(Stored dataset items)
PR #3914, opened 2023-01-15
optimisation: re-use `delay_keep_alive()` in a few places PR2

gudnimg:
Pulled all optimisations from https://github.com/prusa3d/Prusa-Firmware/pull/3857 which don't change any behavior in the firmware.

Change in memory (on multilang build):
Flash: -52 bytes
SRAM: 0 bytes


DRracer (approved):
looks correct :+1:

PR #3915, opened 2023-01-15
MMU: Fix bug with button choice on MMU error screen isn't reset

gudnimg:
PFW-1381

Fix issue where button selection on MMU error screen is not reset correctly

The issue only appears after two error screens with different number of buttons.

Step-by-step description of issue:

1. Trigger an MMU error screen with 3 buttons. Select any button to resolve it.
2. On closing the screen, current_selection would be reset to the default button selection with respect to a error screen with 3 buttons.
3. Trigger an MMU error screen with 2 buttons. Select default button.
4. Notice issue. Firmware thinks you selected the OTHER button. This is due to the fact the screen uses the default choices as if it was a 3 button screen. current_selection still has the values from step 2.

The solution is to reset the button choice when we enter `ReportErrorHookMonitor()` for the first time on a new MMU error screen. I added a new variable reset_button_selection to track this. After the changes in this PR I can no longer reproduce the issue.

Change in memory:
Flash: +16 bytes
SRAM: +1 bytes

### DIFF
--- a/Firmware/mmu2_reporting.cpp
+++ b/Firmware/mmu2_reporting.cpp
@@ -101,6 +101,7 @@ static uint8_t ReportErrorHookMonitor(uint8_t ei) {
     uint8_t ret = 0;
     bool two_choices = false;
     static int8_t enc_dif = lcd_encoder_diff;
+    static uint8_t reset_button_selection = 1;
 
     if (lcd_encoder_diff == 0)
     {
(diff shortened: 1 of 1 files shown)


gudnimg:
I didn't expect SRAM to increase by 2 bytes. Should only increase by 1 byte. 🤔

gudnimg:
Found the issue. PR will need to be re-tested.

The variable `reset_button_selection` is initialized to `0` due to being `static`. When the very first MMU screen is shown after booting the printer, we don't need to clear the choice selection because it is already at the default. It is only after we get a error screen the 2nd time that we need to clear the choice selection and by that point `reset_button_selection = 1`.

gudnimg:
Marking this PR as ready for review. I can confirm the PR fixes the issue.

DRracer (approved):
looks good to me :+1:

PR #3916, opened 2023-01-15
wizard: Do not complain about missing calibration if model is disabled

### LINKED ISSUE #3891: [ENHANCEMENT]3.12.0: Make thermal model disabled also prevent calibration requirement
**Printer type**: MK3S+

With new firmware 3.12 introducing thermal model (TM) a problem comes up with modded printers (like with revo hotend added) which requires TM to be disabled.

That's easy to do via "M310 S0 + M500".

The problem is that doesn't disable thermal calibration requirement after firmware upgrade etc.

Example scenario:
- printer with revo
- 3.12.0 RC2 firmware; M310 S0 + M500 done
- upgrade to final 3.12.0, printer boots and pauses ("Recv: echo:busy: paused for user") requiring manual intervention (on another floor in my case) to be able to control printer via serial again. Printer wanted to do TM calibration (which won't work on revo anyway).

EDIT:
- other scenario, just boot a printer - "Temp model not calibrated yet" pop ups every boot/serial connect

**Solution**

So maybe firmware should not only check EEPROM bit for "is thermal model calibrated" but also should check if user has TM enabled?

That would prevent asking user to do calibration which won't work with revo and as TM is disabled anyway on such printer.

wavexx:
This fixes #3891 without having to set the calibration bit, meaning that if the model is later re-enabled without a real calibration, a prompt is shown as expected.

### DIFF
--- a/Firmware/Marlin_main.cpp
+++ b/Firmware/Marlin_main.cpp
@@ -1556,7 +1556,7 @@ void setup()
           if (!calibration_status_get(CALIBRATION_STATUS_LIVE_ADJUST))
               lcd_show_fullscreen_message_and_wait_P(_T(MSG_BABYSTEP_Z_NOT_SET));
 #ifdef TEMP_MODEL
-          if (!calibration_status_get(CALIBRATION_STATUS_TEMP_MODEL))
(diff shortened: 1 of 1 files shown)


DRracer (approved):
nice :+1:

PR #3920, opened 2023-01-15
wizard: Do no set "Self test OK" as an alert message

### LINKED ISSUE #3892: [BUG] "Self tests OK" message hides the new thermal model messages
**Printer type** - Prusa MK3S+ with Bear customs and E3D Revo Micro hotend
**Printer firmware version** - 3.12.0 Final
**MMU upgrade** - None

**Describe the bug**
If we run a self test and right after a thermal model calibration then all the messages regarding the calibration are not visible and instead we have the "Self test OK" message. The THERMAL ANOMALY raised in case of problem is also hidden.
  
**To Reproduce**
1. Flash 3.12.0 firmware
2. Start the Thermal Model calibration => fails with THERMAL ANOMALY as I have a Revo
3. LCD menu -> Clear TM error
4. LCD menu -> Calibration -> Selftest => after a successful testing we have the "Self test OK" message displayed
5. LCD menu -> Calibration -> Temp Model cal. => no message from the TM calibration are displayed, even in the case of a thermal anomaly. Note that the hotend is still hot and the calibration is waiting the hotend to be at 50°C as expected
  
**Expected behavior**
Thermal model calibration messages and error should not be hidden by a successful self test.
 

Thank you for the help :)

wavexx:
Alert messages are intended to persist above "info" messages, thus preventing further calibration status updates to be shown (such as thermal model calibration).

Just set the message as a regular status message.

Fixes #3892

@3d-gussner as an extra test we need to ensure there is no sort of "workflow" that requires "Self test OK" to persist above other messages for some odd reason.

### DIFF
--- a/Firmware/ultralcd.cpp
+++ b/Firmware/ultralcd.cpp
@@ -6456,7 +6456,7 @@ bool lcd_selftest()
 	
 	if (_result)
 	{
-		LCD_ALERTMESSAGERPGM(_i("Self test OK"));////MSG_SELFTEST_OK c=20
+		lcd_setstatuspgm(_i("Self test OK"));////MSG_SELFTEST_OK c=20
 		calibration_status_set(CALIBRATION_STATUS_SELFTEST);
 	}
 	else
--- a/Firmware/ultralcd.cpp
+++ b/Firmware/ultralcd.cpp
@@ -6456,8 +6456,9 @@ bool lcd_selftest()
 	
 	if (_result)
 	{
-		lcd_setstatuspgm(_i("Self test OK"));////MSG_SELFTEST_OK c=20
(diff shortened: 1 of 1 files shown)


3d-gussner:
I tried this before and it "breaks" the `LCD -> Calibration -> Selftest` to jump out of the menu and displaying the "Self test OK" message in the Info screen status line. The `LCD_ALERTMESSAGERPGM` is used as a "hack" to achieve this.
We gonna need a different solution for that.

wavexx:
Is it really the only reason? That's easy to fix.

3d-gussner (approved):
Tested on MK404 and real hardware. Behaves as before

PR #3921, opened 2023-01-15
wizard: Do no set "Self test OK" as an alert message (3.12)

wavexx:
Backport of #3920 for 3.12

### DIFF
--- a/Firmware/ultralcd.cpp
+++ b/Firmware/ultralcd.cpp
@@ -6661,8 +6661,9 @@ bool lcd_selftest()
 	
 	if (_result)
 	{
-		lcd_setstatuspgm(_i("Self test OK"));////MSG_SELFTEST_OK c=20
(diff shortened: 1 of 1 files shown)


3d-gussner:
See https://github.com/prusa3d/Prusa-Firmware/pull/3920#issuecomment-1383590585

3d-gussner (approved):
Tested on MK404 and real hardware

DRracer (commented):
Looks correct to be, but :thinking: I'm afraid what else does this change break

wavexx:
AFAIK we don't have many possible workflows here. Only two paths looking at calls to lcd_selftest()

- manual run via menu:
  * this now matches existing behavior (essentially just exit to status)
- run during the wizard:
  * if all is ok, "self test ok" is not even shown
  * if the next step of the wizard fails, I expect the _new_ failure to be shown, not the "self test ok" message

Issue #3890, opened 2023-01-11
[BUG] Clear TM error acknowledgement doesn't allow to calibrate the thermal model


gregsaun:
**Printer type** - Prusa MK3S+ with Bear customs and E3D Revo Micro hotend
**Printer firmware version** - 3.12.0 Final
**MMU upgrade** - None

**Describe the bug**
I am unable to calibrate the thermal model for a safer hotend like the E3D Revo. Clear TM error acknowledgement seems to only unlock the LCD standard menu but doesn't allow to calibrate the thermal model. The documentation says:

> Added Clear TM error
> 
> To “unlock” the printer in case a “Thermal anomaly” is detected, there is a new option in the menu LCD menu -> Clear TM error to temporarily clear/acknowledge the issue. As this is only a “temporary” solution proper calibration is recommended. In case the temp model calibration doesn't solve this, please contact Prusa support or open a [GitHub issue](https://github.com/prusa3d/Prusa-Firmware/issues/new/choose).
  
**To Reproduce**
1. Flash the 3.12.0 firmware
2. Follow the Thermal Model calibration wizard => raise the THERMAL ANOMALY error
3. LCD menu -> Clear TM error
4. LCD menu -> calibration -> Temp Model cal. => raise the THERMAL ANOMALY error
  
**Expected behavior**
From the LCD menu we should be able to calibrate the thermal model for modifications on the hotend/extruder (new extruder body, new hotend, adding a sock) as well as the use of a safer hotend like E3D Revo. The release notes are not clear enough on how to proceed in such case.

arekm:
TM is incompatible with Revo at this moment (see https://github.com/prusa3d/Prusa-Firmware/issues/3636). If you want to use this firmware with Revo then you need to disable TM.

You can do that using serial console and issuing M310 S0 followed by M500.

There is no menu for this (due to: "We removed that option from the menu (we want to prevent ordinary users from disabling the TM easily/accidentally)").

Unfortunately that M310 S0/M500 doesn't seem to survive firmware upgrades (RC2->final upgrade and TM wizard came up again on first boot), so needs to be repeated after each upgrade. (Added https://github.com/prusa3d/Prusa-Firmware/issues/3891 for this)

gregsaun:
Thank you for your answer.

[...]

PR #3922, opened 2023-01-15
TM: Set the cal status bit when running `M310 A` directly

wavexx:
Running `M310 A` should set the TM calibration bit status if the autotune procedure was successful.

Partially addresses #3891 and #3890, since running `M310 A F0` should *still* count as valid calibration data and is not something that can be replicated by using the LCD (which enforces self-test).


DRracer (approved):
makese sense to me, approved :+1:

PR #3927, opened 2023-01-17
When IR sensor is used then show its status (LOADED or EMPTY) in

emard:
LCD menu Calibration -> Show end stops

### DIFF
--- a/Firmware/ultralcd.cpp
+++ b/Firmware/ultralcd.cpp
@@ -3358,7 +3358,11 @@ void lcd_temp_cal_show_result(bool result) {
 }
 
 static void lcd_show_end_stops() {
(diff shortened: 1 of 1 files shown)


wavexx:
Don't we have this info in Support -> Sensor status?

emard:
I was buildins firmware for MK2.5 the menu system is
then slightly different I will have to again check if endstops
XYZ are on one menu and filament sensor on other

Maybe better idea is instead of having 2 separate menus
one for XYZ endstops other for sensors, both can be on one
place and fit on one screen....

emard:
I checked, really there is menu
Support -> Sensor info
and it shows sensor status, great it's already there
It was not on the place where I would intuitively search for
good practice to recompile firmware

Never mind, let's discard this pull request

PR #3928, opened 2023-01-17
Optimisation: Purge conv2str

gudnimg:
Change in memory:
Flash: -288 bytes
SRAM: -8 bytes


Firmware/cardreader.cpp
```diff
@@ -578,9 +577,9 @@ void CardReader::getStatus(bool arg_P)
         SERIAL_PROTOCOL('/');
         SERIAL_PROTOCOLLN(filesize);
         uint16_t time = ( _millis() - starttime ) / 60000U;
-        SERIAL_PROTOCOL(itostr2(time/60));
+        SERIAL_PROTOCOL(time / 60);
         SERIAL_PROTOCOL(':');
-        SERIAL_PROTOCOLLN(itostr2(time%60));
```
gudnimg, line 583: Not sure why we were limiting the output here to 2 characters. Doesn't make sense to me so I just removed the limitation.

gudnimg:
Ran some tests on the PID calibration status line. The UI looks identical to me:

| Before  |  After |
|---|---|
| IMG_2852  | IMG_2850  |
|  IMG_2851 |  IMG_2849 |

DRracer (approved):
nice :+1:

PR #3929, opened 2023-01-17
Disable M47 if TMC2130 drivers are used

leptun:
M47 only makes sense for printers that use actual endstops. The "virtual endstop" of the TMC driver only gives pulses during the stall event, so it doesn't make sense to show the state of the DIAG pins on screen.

▶ **Required work**:
Starting at the line that holds "Disable M47 if TMC2130 drivers are used", set down each line exactly through the last line of the records above, and no others.

▶ **Reply to the exercise**:
Disable M47 if TMC2130 drivers are used

leptun:
M47 only makes sense for printers that use actual endstops. The "virtual endstop" of the TMC driver only gives pulses during the stall event, so it doesn't make sense to show the state of the DIAG pins on screen.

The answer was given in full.